Structure and function of SPP/SPPL proteases: insights from biochemical evidence and predictive modeling

More than 20 years ago, signal peptide peptidase (SPP) and its homologues, the signal peptide peptidase‐like (SPPL) proteases have been identified based on their sequence similarity to presenilins, a related family of intramembrane aspartyl proteases. Other than those for the presenilins, no high‐resolution structures for the SPP/SPPL proteases are available. Despite this limitation, over the years bioinformatical and biochemical data have accumulated, which altogether have provided a picture of the overall structure and topology of these proteases, their localization in the cell, the process of substrate recognition, their cleavage mechanism, and their function.
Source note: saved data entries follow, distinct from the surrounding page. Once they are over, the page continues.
PR #1813, opened 2024-03-29
Deprecate 'real' and 'integer' type annotations

EmilyBourne:
Deprecate 'real' and 'integer' type annotations. Fixes https://github.com/pyccel/pyccel/issues/1786

PR #2324, opened 2025-06-04
Complete deprecation of real as a type annotation

### LINKED ISSUE #2323: [Improvement] Deprecate `real` in type annotations

Following the Fortran language, Pyccel used to accept the term `real` as a synonym for `float`. We should remove it from our codebase and deprecate any use of it.

### Do you have any suggestions for improvement? (Optional)

_No response_

### Record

Recently, the artificial intelligence‐based structure prediction tool AlphaFold has added high‐confidence models of the expected fold of SPP/SPPL proteases. In this review, we summarize known structural aspects of the SPP/SPPL family as well as their substrates. Of particular interest are the emerging substrate recognition and catalytic mechanisms that might lead to the prediction and identification of more potential substrates and deeper insight into physiological and pathophysiological roles of proteolysis. Signal peptide peptidase (SPP) and signal peptide peptidase‐like (SPPL) proteases are intramembrane aspartyl proteases involved in various cellular functions. Despite lacking high‐resolution structures, bioinformatic and biochemical data have shed light on their structure, localization, substrate recognition, cleavage mechanism, and function. Recently, the artificial intelligence‐based tool AlphaFold has provided high‐confidence models for SPP/SPPL proteases. This review summarizes structural aspects and substrates of these proteases, focusing on substrate recognition and catalytic mechanisms.